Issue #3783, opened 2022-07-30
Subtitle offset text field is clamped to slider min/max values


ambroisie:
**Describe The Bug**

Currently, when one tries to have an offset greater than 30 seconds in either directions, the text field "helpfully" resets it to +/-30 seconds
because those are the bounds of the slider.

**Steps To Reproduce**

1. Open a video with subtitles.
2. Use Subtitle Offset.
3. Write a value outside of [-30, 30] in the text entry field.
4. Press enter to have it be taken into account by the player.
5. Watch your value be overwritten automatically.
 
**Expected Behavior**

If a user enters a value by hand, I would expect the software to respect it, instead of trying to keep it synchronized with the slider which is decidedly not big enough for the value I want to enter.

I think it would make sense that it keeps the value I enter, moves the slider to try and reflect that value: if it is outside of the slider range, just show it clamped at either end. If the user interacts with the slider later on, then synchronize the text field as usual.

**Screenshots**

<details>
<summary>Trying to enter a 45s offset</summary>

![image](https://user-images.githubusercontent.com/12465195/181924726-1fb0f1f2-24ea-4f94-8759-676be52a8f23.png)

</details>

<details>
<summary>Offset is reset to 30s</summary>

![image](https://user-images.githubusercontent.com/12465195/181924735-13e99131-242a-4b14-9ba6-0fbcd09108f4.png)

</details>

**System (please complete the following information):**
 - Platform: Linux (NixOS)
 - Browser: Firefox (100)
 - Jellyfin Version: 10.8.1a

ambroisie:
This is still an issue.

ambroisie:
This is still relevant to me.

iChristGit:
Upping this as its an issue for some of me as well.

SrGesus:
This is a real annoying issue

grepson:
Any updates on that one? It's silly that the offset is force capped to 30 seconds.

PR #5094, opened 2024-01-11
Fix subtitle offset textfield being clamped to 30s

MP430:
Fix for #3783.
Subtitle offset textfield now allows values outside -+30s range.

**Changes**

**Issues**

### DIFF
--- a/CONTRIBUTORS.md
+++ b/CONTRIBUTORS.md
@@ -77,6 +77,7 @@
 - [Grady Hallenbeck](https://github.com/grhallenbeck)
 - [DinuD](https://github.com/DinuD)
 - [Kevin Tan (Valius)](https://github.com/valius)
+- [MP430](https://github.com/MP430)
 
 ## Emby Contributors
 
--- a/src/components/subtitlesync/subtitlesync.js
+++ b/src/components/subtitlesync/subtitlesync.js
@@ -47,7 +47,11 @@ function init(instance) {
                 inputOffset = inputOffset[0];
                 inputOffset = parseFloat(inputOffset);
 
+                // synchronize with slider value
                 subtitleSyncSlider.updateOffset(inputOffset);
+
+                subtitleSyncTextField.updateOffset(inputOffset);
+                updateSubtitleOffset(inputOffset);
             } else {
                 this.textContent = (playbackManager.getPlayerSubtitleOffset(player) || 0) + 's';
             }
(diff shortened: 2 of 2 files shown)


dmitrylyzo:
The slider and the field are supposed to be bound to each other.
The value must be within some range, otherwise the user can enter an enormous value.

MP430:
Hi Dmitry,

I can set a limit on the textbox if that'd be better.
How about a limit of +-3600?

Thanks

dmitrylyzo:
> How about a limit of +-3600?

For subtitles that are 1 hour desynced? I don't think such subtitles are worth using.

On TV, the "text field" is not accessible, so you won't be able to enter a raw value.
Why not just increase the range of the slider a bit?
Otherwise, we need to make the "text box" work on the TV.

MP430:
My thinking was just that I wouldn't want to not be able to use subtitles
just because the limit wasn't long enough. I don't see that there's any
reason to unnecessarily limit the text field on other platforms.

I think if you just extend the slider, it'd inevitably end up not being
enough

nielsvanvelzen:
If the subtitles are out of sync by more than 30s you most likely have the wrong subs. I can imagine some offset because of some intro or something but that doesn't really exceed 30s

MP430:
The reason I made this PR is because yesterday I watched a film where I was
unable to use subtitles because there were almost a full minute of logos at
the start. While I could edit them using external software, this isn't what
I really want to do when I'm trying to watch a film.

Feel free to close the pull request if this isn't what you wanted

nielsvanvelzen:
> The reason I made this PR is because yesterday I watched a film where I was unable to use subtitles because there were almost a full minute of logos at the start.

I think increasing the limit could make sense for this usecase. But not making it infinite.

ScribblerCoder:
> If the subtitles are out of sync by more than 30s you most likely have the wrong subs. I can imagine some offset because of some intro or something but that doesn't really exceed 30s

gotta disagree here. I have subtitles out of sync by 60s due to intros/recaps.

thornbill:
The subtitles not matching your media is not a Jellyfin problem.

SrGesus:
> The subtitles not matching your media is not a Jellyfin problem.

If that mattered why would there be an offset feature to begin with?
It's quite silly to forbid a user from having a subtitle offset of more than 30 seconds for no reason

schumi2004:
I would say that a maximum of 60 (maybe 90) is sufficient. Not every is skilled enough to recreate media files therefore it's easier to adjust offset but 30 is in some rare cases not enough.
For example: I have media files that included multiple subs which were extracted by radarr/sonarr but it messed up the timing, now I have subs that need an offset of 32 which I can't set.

* * *

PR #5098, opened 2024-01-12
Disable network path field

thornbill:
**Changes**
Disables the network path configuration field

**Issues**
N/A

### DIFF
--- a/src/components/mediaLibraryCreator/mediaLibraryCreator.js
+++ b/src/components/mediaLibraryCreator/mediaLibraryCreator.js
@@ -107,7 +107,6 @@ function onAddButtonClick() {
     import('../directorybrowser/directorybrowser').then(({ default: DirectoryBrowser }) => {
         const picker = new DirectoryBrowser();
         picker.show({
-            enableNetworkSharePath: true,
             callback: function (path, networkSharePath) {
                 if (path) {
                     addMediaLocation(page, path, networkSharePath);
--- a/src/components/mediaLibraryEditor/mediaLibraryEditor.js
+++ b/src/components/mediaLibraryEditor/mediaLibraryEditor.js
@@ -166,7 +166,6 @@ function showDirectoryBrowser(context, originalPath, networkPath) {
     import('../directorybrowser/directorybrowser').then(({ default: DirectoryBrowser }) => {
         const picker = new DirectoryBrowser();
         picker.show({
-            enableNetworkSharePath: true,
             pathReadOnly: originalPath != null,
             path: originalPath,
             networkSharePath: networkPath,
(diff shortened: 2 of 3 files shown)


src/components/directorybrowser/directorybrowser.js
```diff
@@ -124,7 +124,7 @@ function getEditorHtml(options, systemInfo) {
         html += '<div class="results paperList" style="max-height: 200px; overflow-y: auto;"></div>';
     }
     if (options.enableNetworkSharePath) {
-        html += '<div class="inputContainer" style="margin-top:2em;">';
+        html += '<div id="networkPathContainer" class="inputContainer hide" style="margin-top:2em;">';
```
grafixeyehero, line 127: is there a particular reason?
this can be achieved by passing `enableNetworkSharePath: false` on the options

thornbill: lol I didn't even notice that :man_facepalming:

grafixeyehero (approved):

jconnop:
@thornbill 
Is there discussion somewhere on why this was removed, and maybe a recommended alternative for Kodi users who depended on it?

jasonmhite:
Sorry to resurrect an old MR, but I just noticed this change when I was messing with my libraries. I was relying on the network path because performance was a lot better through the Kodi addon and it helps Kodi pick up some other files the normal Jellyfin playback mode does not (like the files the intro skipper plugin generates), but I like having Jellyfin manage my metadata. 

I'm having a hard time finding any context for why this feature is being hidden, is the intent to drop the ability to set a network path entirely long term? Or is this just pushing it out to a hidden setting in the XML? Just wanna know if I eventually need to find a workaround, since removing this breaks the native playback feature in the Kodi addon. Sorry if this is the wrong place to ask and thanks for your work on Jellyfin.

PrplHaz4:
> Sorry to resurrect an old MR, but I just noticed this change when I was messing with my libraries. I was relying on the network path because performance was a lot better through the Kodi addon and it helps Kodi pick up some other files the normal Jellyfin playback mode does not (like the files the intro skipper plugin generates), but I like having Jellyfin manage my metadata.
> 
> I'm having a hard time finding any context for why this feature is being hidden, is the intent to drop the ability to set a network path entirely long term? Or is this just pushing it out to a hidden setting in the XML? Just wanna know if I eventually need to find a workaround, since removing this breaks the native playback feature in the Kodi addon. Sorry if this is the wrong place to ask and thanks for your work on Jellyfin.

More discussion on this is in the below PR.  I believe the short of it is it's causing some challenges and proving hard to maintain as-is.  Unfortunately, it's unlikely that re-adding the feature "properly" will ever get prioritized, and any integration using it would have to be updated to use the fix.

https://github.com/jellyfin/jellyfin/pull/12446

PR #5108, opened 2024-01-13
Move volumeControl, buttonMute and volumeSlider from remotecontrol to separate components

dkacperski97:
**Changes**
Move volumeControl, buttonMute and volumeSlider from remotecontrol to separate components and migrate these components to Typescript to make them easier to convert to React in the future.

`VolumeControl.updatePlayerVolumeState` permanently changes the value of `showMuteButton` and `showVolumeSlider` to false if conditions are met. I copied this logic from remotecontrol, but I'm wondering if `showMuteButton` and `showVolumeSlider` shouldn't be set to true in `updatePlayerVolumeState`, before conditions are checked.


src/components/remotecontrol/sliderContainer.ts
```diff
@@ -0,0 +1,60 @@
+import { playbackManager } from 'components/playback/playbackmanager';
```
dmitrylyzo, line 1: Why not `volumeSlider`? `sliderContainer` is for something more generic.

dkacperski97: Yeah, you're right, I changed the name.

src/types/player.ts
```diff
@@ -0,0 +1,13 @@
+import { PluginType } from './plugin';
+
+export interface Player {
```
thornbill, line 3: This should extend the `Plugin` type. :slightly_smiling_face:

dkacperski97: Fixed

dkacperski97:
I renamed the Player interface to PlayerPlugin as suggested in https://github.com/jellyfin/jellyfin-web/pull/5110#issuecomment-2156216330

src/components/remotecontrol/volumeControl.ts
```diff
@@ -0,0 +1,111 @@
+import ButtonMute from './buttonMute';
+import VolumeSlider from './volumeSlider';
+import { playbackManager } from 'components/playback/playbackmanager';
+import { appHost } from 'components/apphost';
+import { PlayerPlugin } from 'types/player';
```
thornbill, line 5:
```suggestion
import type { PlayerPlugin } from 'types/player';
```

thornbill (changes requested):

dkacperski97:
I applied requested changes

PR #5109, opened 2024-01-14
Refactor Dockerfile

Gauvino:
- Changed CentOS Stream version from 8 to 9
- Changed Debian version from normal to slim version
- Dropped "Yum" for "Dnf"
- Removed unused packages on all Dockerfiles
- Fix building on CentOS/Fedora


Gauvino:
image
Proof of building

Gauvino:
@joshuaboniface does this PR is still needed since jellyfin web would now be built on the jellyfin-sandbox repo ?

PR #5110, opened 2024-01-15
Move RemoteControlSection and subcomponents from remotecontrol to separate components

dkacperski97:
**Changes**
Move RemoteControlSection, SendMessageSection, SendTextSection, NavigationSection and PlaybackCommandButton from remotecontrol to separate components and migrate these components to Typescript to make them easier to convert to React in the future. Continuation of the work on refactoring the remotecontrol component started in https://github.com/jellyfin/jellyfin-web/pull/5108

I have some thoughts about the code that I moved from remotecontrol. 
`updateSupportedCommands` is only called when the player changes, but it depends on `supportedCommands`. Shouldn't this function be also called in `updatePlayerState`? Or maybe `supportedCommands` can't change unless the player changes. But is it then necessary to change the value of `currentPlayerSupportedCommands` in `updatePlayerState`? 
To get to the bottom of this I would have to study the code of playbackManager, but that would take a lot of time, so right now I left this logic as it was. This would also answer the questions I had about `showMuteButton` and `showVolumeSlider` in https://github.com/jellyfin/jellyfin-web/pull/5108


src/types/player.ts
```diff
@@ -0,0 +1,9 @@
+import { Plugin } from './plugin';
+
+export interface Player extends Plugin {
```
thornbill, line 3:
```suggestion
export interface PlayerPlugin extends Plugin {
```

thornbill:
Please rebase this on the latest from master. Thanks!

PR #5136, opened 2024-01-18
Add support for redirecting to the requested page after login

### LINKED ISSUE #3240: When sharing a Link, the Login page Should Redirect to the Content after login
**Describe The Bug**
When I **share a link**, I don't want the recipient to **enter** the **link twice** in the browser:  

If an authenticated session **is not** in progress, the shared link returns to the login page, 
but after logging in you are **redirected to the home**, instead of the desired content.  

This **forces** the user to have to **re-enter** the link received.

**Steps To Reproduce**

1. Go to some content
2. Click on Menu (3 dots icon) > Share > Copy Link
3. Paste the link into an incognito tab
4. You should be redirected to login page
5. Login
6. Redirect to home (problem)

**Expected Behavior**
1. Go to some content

● To do
The word "almost" may appear in several lines of the data; copy every line where it does.

● Reply to the task
unable to use subtitles because there were almost a full minute of logos at
> The reason I made this PR is because yesterday I watched a film where I was unable to use subtitles because there were almost a full minute of logos at the start.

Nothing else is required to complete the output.